Start of SUPPLIED DATA

Issue #2795, opened 2021-09-16
hare: does not tag layer as empty when it outputs an empty set


countvonzero:
## Description
hare declared output for a given layer, send it over for verifying tortoise to validate, and verifying tortoise failed to look up layer blocks.

this is because hare output an empty set for that layer but didn't tag it as zero-block layer.

![Screenshot from 2021-09-16 16-25-19](https://user-images.githubusercontent.com/30611210/133681046-0dacede8-1979-40d9-989c-163c9205cb7d.png)

## Actual Behavior
verifying tortoise failed to look up content of the given layer when hare output an empty set for that layer

## Expected Behavior
verifying tortoise should know this is a zero-block layer and behave accordingly instead of errorring out.

dshulyak:
This will have a side effect that syncer will not even try to sync the missed layer because processed was advanced by hare, even when node is completely isolated.

countvonzero:
> This will have a side effect that syncer will not even try to sync the missed layer because processed was advanced by hare, even when node is completely isolated.

i think this issue is orthogonal to hare not tagging empty layer.

even when a node is NOT isolated, it can still miss blocks for a given layer due to gossip not propagating to all nodes.
the root of the issue for the problem you pointed out is, like you also stated in the slack channel, that syncer should not sync data based on processed layer but on aggregated layer hash.

this bug may have been caused by https://github.com/spacemeshos/go-spacemesh/issues/2876 tho.
when hare truly terminates with empty set, it invalidates the layer, and that's it. no one will be notifying the mesh that we can try to process the layer. https://github.com/spacemeshos/go-spacemesh/issues/2875

dshulyak:
do we still need this distinction between empty and zero layer in tortoise?

countvonzero:
the original wording was not quite correct.
it really isn't hare's job to tag this layer as an empty layer. (a layer without any blocks).

either one of the conditions below can cause hare output empty set
- there are blocks in the layer, but somehow the hare committee voted down all of them
- hare terminated with failure
- there are no blocks in a layer

so i think this is still an issue that tortoise failed to look up content of the layer when asked to validate a layer
this means either 
- A. tortoise ignore ErrNotFound from mesh when there is empty input vector
- B. some component tag the layer as empty layer in the mesh when there really is no blocks in this layer
i think B is more correct, so that tortoise doesn't have to care about empty layer.

countvonzero:
[...]

PR #2853, opened 2021-10-01
[Merged by Bors] - sync: error if some requested blocks were not fetched or requested layer is not yet processed

### LINKED ISSUE #2847: sync: blocks are not synced when tortoise verifies the layer
## Description

When layer is verfied after the sync tortoise doesn't always receive all blocks that were produced in that layer. For example compare the amount of blocks that were received by the miner-5 that was participating from the genesis and miner-90 that was started after a day - http://34.70.9.43:5601/goto/b9d7302d425f9924600f861996433b4c. The miner got stuck at layer 322, because received 324 and 325 didn't have enough weight for 323 to pass the threshold.

Somehow we managed to sync those blocks later, i downloaded state from miner-90 and all necessary blocks exist in the database. So if i manually trigger re-run starting from 324 layer it works as expected. Note that by manually i mean downloading state and executing HandleIncomingLayer for each new layer.

This problem can't be fixed by self-healing since we do not re-index the internal tortoise data structure. This issue would be fixed by re-run https://github.com/spacemeshos/go-spacemesh/issues/2846 but i don't know if it works as expected.

dshulyak:
## Motivation

These were two edge cases that were causing an observed issue with missing blocks.

If blocks were requested from the first peer then all other requests will automatically be successful. So even if the initial request will complete only partially the layer won't be failed and will be sent for the verification to the tortoise.

Sometimes the only successful response is from the peer that is lagging behind, or may have only a partial state (e.g. requested layer is 101, processed layer in response is 100). In this case, we can treat this response as failed instead of processing it. Also instead of failing when the node was already synced, we will simply interrupt the sync earlier.

I think we can also recover by fetching base blocks (and not only exceptions), but i wasn't able to test base block change on current devnet.

Closes https://github.com/spacemeshos/go-spacemesh/issues/2847

## Changes
- track blocks that were requested but not received and fail layer if we are not able to fetch all blocks
- if the response has a processed layer lower than the requested layer mark it as failed
- fetch base block in handle block data

## TODO

## DevOps Notes


dshulyak:
bors try

layerfetcher/layers.go
```diff
@@ -303,27 +302,32 @@ func (l *Logic) PollLayerContent(ctx context.Context, layerID types.LayerID) cha
...
 
 	logger.With().Debug("fetching new blocks", log.Int("to_fetch", len(toFetch)))
 	if err := l.GetBlocks(ctx, toFetch); err != nil {
 		// fail sync for the entire layer
 		return err
 	}
+	l.mu.Lock()
+	defer l.mu.Unlock()
+	for _, bid := range toFetch {
+		lyrResult.blocks[bid] = true
```
countvonzero: i am not seeing a lot of value with this bool here. does it matter that much that we know how many blocks are missing? we know there are blocks missing as soon as you see peer result's err is ErrBlockNotFetched, assigned in line 358

syncer/syncer.go
```diff
@@ -288,29 +288,23 @@ func (s *Syncer) synchronize(ctx context.Context) bool {
...
+		layer, err := s.syncLayer(ctx, layerID)
+		if err != nil {
 			logger.With().Error("failed to sync to layer", layerID, log.Err(err))
-			return false
+			success = false
+			break
+		}
+		if layer == nil {
+			// if peers don't have the layer don't revert to non-synced if node was synced
+			success = state != notSynced
```
countvonzero: i don't think this make sense. the syncer always sync `currentLayer-1`. i.e. it never works on current layer. so if does get an nil layer here, that means it's not able to get data for `currentLayer-1` or older. that should set the node back to `notSynced`

syncer/syncer.go
```diff
@@ -357,13 +362,11 @@ func (s *Syncer) setStateAfterSync(ctx context.Context, success bool) {
 	}
 }
 
-func (s *Syncer) syncLayer(ctx context.Context, layerID types.LayerID) (*types.Layer, error) {
+func (s *Syncer) syncLayer(ctx context.Context, layerID types.LayerID) (layer *types.Layer, err error) {
```
countvonzero: i am not a fan of named returned values. i've seen quite a bit of programming mistakes that assign the values by accident. it's not very obvious for debugging. i see you return explicitly but it leaves room for ppl who edit the code later. i really think the extra two lines of var declaration is worth it.

syncer/syncer.go
```diff
@@ -373,9 +376,18 @@ func (s *Syncer) syncLayer(ctx context.Context, layerID types.LayerID) (*types.L
 		}
 	} else {
 		s.logger.WithContext(ctx).With().Info("polling layer content", layerID)
-		if layer, err = s.getLayerFromPeers(ctx, layerID); err != nil {
+		var highest types.LayerID
+		layer, highest, err = s.getLayerFromPeers(ctx, layerID)
+		if err != nil {
 			return nil, err
 		}
+		if highest.Before(layerID) {
```
countvonzero: i think this is quite a bit more logic/code than necessary to deal with this issue, here and in layers.go.

what do you think about changing the code in `layerBlocksReqReceiver` to only return blocks when the requested layer is lower than its processed layer?

layerfetcher/layers.go
```diff
@@ -388,35 +387,40 @@ func (l *Logic) receiveLayerContent(ctx context.Context, layerID types.LayerID,
...
 
-	if result == nil { // no block data available
-		result = &LayerPromiseResult{Layer: layerID, Err: nil}
-		if hasZeroBlockHash {
-			// all other non-empty layer hashes returned errors. use the best information we've got
-			result.Err = ErrZeroLayer
-		} else {
-			// no usable result. just return the first error we received
-			result.Err = firstErr
+	if missing > 0 {
```
countvonzero: can you try to simplify the code logic here a little bit? there is a fair amount of switch back and forth on the success and failure cases.

personally i don't see the value of report how many blocks missing, as long as one of the peer reported ErrBlockNotFetched

countvonzero (commented):
my opinion is the code change will be simpler if you simply change `layerBlocksReqReceiver` to return block contents **only** for layer <= its processed layer

syncer/syncer.go
dshulyak: the problem is that when syncer requests currentLayer-1 that layer is not processed usually, and there is no way to know what we are actually receiving

layerfetcher/layers.go
dshulyak: i was using it during debugging to see if this is where blocks are missing, but right i can simply check all errors instead of one

dshulyak (commented):
there is something wrong with sync after whole cluster starts, nodes can't pass layer 4 in tests (5 is effective genesis) because every other node has processed layer 4. it seems that they can only do that if another node responds to sync request

syncer/syncer.go
dshulyak: good suggestion, i considered it before but decided that i don't want to error and switch back to non-synced in some cases. but maybe that was wrong

dshulyak:
@countvonzero do you know why sync doesn't fail when input vector is missing? i noticed that some nodes from devnet doesn't have it, and it is used in tortoise for recent layers, maybe we can make it mandatory?

dshulyak:
bors try

layerfetcher/layers.go
```diff
@@ -190,8 +192,12 @@ func (l *Logic) epochATXsReqReceiver(ctx context.Context, msg []byte) ([]byte, e
 // it also returns the validation vector for this data and the latest blocks received in gossip
 func (l *Logic) layerBlocksReqReceiver(ctx context.Context, req []byte) ([]byte, error) {
 	lyrID := types.BytesToLayerID(req)
+	processed := l.layerDB.ProcessedLayer()
+	if lyrID.After(processed) {
+		return nil, fmt.Errorf("%w: requested layer %v is higher then processed %v", errLayerNotProcessed, lyrID, processed)
```
countvonzero: :s/then/than/

dshulyak:
I think i will have to remove sync system test. In that test processed layer is advanced only by the sync which is not compatible with the change that i am doing. The processed layer needs to be advanced by the tortoise after genesis.

@countvonzero are you using that test (and cmd/sync)?

layerfetcher/layers.go
```diff
@@ -357,35 +363,33 @@ func (l *Logic) receiveLayerContent(ctx context.Context, layerID types.LayerID,
...
-	var firstErr error
+	var (
+		missing, success bool
+		err              error
+	)
 	for _, res := range lyrResult.responses {
 		if res.err == nil && res.data != nil {
-			// at least one layer hash contains blocks. not a zero block layer
-			result = &LayerPromiseResult{Layer: layerID, Err: nil}
+			success = true
```
countvonzero, line 372: is this necessary? i think you just need to check whether missing or err != nil outside the loop?

syncer/syncer.go
```diff
@@ -367,6 +367,8 @@ func (s *Syncer) syncLayer(ctx context.Context, layerID types.LayerID) (*types.L
 		if err = s.mesh.SetZeroBlockLayer(layerID); err != nil {
 			s.logger.WithContext(ctx).With().Panic("failed to set zero-block for genesis layer", layerID, log.Err(err))
 		}
+	}
+	if !layerID.After(types.GetEffectiveGenesis()) {
```
countvonzero, line 371: should be the opposite?

dshulyak:
bors try

countvonzero (commented):
nice!

havent read the unit tests.

i dont understand why the test parameters should change

layerfetcher/layers.go
dshulyak: if i only check the error then even a single failure will mark whole attempt failed

syncer/syncer.go
dshulyak: i think it is correct, why opposite? e.g fetch data from db `if layerID <= genesis`

dshulyak (commented):
app multi node test was hanging, i was blaming layer duration at first, but the it turned out some problem with healing test

@countvonzero but what test parameters are you asking about?

syncer/syncer.go
countvonzero: i misread. sorry

countvonzero:
> I think i will have to remove sync system test. In that test processed layer is advanced only by the sync which is not compatible with the change that i am doing. The processed layer needs to be advanced by the tortoise after genesis.
> 
> @countvonzero are you using that test (and cmd/sync)?

i am not. but @antonlerner should know better

countvonzero:
@dshulyak yes i was talking abt the duration change. 

if self healing test fails due to this change, that should be fixed

dshulyak:
bors try

countvonzero:
> @dshulyak yes i was talking abt the duration change.

and also the tx counts. i dont understand why those need change

countvonzero:
sorry. reviewing with cell phone and something was wrong with browser caching. i see you have reverted those param change

dshulyak:
> if self healing test fails due to this change, that should be fixed

yes, i was going to look at it before merging. but i actually think that if it was relying on that sync response from a node that doesn't have a processed layer then something is wrong with a test

countvonzero (approved):
change LG. approved first (boarding the plane soon)

plz get agreement w Anton on the sync system test and Lane on the self healing test. thanks

dshulyak:
Healing test was relying on syncer to set SetZeroLayer on a layer where no-one was eligible to produce blocks, so that later tortoise won't fail with missing layer. I refactored mesh code to return empty set of blocks even if layer is not set as zero, it seems to me that was a legacy code.

dshulyak:
bors try

dshulyak:
bors merge

turbohare/hare.go
```diff
@@ -64,13 +66,19 @@ func (h *SuperHare) Start(ctx context.Context) error {
...
+					}
+					blocks, err := h.mesh.LayerBlockIds(layerID)
+					if err != nil {
+						logger.With().Warning("error reading block ids for layer, using empty set",
 							layerID,
 							log.Err(err))
-					} else {
-						h.mesh.HandleValidatedLayer(ctx, layerID, layerBlocks)
 					}
+					if len(blocks) == 0 {
```
countvonzero, line 76: you can mark https://github.com/spacemeshos/go-spacemesh/issues/2795 resolved by this PR @dshulyak

countvonzero: oh wait. this change is only for turbo hare...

End of SUPPLIED DATA

WHAT IS EXPECTED
Report back each line in the material above that contains the string "fetching".

SOLUTION TO THE EXERCISE
I think we can also recover by fetching base blocks (and not only exceptions), but i wasn't able to test base block change on current devnet.
 	logger.With().Debug("fetching new blocks", log.Int("to_fetch", len(toFetch)))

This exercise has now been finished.